# Protection K9 Services/Combat K9 in Hamilton ON



## John Wade (Sep 30, 2010)

Someone is advertising a Dutch Shepherd that was apparently bred by Protection K9 Services/Combat K9 in Hamilton ON. I can find absolutely nothing on this place. Anyone familiar with it?

I have learned that it might also be associated with BlackCreek Kennels and someone named Stuart I think.


----------



## Guest (Dec 1, 2008)

Protection K9*Location**
Hamilton, Ontario, Canada*

*Kennel name**Black Creek Kennels*

*Contact**Stuart*
([email protected])*Phone*905 923 9599*Breeders Website*http://www.blackcreekkennels.ca*Breeders description**Breeders of Belgian Malinois for work. We breed for stability and workability. Pups, Green, Protection dogs, Dual & Single Purpose dogs often available. For more information on us and our dogs, please see our website. *


----------



## John Wade (Sep 30, 2010)

I had found that link but it's dead. I had found one forum post somewhere that didn't have anything good to say and I believe indicated that all sites and phone numbers no longer worked. I haven't tried the number you provided yet. I will but there are breeders and there are breeders and objectivity for some isn't always forthcoming so I thought I'd post and see if I could get some arms length help.


----------



## Jerry Cudahy (Feb 18, 2010)

Hamilton is close to BADen


----------



## leslie cassian (Jun 3, 2007)

If I remember correctly, there was a guy that came out to the club with a combat k9 DS. Only once or maybe twice... Supposed to be a future breeding bitch. Nice drive, but she seemed nervy. Not a dog I'd want a pup out of anyway.

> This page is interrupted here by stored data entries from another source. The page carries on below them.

Issue #685, opened 2015-03-03
Some recent parser tests fail in IE8


mightyiam:
#666

winhamwr:
Doh. Did we not test these in IE8 @jlward ?

mightyiam:
In any case, these seem like pretty much meaningless attempts from IE8 to make our tests fail. An extra space here and there.

mightyiam:
On it.

winhamwr:
Let's just make the expected output different for IE8. It's not worth doing actual work to strip newlines in the parser unless the newlines alter some semantic meaning (like with the bogus trailing newlines in `li` elements inserted by IE).

mightyiam:
This is actual output from IE8. It seems to provide the broken, unclosed tag HTML back at us:
![screenshot from 2015-03-06 17 44 52](https://cloud.githubusercontent.com/assets/635591/6528127/a07e4e6a-c428-11e4-8c1e-13bff02dbefd.png)

Besides being utterly strange to me (what kind of a design causes this?) it also has a quirk of effectively adding a newline after the AAA, which gets turned into a space at some point before the assertion.

What use does the newline in `<p>hello\nshahar</p>` have?

## Currently in WYMeditor in chromium:
![screenshot from 2015-03-06 19 57 38](https://cloud.githubusercontent.com/assets/635591/6530847/10e14cb6-c43d-11e4-98f0-7e1e395859cf.png)

## In IE8
![screenshot from 2015-03-06 20 17 46](https://cloud.githubusercontent.com/assets/635591/6530965/ecb2541a-c43d-11e4-8995-51143438afa3.png)

The two look the same in the editor but the output is different. Chrome outputs a newline and IE8 a space.

So newlines anywhere but in `pre` are replaced by spaces in the DOM but may be output as either newlines or spaces when requesting HTML.

A consistent policy should be declared on newlines, turning them into spaces by the parser.

The case of the missing tag in IE should be fixed in some way, ideally. But it may as well just be accepted, as you say.

mightyiam:
Anyway, I'm unmarking as a regression because the failing tests are very minor.

winhamwr:
![screenshot from 2015-03-06 17 44 52](https://cloud.githubusercontent.com/assets/635591/6528127/a07e4e6a-c428-11e4-8c1e-13bff02dbefd.png)

Crap. Does that mean that #666 broke the TD auto-closing behavior in IE8?

mightyiam:
[...]

PR #688, opened 2015-03-06
Parser: handle newlines that are not in 'pre'

mightyiam:
Fix tests for this

### DIFF
--- a/src/test/unit/specific_feature_tests/lists.js
+++ b/src/test/unit/specific_feature_tests/lists.js
@@ -2812,24 +2812,20 @@ test("Tab has no effect outside lists", function () {
 
 module("list-newline_normalization", {setup: prepareUnitTestModule});
 
-test("Shouldn't eat newline text spacing in li", function () {
+test("Should eat newline text spacing in li", function () {
     QUnit.expect(1);
 
     var initHtml = String() +
             '<ul>' +
                 '<li>' +
-                    'Lorem ipsum dolor' + "\n" +
-                    'sit amet, consectetur' + "\n\n" +
-                    'adipiscing elit. Integer' + "\n\n\n" +
-                    'sagittis porta dapibus.' +
+                    'Lorem ipsum dol\nor' +
                 '</li>' +
             '</ul>',
 
         expectedHtml = String() +
             '<ul>' +
                 '<li>' +
-                    'Lorem ipsum dolor sit amet, consectetur adipiscing elit.' +
-                    ' Integer sagittis porta dapibus.' +
+                    'Lorem ipsum dolor' +
                 '</li>' +
             '</ul>',
         wymeditor = jQuery.wymeditors(0);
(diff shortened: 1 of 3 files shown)


src/test/unit/specific_feature_tests/lists.js
```diff
@@ -2812,24 +2812,20 @@ test("Tab has no effect outside lists", function () {
...
+                    'Lorem ipsum dol\nor' +
                 '</li>' +
             '</ul>',
 
         expectedHtml = String() +
             '<ul>' +
                 '<li>' +
-                    'Lorem ipsum dolor sit amet, consectetur adipiscing elit.' +
-                    ' Integer sagittis porta dapibus.' +
+                    'Lorem ipsum dolor' +
```
mightyiam: Not only in lists, but everywhere that is not a `pre`, actually.

mightyiam:
What I'm concerned about in this approach is whether some paste from word things work as expected or not. Perhaps Word provides some linebreaks which actually should be interpreted as `br` tags?

mightyiam:
If we choose to proceed with this change, then I would write two more tests:

- [ ] newlines are stripped in a few different elements
- [ ] newlines are kept in `pre` elements

src/wymeditor/parser/xhtml-sax-listener.js
```diff
@@ -284,13 +284,10 @@ WYMeditor.XhtmlSaxListener.prototype.getTagForStyle = function (style) {
...
-        // We should strip trailing newlines from text inside li tags because
-        // IE adds random significant newlines inside nested lists
-        text = text.replace(/(\r|\n|\r\n)+$/g, '');
-
-        // Let's also normalize multiple newlines down to a single space
-        text = text.replace(/(\r|\n|\r\n)+/g, ' ');
+    if (!(this.last_tag && this.last_tag === 'pre')) {
+        // We respect newlines only when in 'pre'. Outside of 'pre',
+        // we remove all of them.
+        text = text.replace(/(\r|\n|\r\n)/g, '');
```
winhamwr: We can't just remove them. A single newline is significant.

These two things are actually different:

`<p>hello\nshahar</p>`

`<p>helloshahar</p>`

mightyiam:
The last commit introduces a solution that seems excellent to me. It also fixes the failing tests from #685.

From the commit:
``` js
if (!(this.last_tag && this.last_tag === 'pre')) {
    // We respect newlines as they are, only when in 'pre'
    // outside of 'pre',
    // at end of elements they are removed
    text = text.replace(/(\r|\n|\r\n)+$/g, '');
    // the rest are replaced with spaces
    text = text.replace(/(\r|\n|\r\n)/g, ' ');
}
```

And here is what it looks like:

## Chrome
screenshot from 2015-03-06 20 38 21

## IE8
screenshot from 2015-03-06 20 39 26

If you OK this I'll write those two tests.

mightyiam:
Please see this behavior as an improvement over https://github.com/wymeditor/wymeditor/issues/685#issuecomment-77609999.

winhamwr:
I knew I felt weird about this and I finally figured out why. The way that whitespace is handled within an element is actually defined in the [html5 spec](http://www.w3.org/TR/CSS2/text.html#white-space-model). The spec makes it clear that the rendered behavior of whitespace can be controlled with the [white-space](https://developer.mozilla.org/en-US/docs/Web/CSS/white-space) css property.

That means that, at the HTML-parsing level, we can't safely remove whitespace arbitrarily. For example, it wouldn't be rare to use a `code {white-space: pre}` CSS declaration to make rendering code samples whitespace-sensitive.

I think they are out in the Niagara area.


----------



## Marta Wajngarten (Jul 30, 2006)

I know there are a couple parties who breed DS and Mals in the Hamilton/Caledonia area, in addition to Baden, and I've only heard shady things about them and one in particular that does not want to be found because of legal issues. I've met one dog from one of those people and she is very shy and nervy.

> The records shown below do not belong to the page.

PR #689, opened 2015-03-06
Do not initialize on IE < 8

mightyiam:


mightyiam:
@winhamwr, please review.

PR #697, opened 2015-03-08
Travis: use default node.js version

mightyiam:


.travis.yml
```diff
@@ -1,6 +1,4 @@
 language: node_js
-node_js:
-    - 0.10
```
mightyiam: This is a number. That seems likely the reason that, we end up testing against Node.JS `0.1`.

We could use a string, but I've good experience with leaving the default.

If/when it fails, we can either fix it or pin the version.

mightyiam:
It works.

mightyiam:
Please review.

mightyiam:
It [only seems] as if it is using Node.js "0.1". Click on a build to see that it actually used `0.10`.

Still, I like this change.

winhamwr:
:+1:

mightyiam:
Thank you.

PR #701, opened 2015-03-23
Register container changes

mightyiam:


src/test/unit/specific_feature_tests/set-root-container.js
```diff
@@ -0,0 +1,136 @@
...
+        // h1, h2, etc.
+        loadDefaultPlugins: false
+    });
+}});
+
+// We test that each tag (as in element) can be changed to each tag.
+// This creates this array of tags.
+var pairs = [];
+// what about the div?
+['p', 'h1', 'h2', 'h3', 'h4', 'h5', 'h6', 'pre']
```
mightyiam: What about when the default root container is a `div`?

mightyiam:
The tests for `setRootContainer` may be incomplete but they're more than the zero tests we had until now. Please review.

src/test/unit/utils.js
```diff
@@ -134,10 +140,12 @@ function prepareUnitTestModule(args) {
     }
 
     args.options.postInit = function (wym) {
-        // TODO: We should not load all these plugins by default.
-        wym.listPlugin = new ListPlugin({}, wym);
-        wym.tableEditor = wym.table();
-        wym.structuredHeadings();
+        if (args.loadDefaultPlugins) {
+            // TODO: We should not load all these plugins by default.
```
winhamwr: I'd say that the listPlugin and tableEditor should be loaded in >90% of use cases and we need to make sure they're test. In a perfect world, we would have tests both with them and without them, but that seems like a lot of extra tests.

`structuredHeadings` is a bit of a special case, at least right now.

winhamwr:
> incomplete but they're more than the zero tests we had until now

Agreed.

mightyiam:
Awesome! Thank you!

Are you talking about the $400 DS pups that keep showing up on Kijiji? Are you looking for a dog? Are you trying to confirm the origin of a dog some one is trying to sell you? What do you need to know about these people?


----------



## John Wade (Sep 30, 2010)

Hi Marta,

No, it's not those ones. It's not a pup. It's just short of 2 years. The dog isn't owned by the fellow that bred it. The lady he was sold to can't keep him or handle him. He was sold to a significantly inappropriate home. They don't have any dog experience let alone Dutchie. He's never seen the vet. I'd say this is more of a rescue mission really. So, I might take him, train him and then find him a more appropriate home then his last if he doesn't have the drive I need as his future otherwise is likely grim. 

I understand that I could be getting a train wreck. I'm going to go see the dog on Wednesday to see how he moves and talks. Might be like one of those puppy mill dogs I see once in a while. In spite of all the odds turns out to be a decent dog. I'm going to buy a lottery ticket too. Ha!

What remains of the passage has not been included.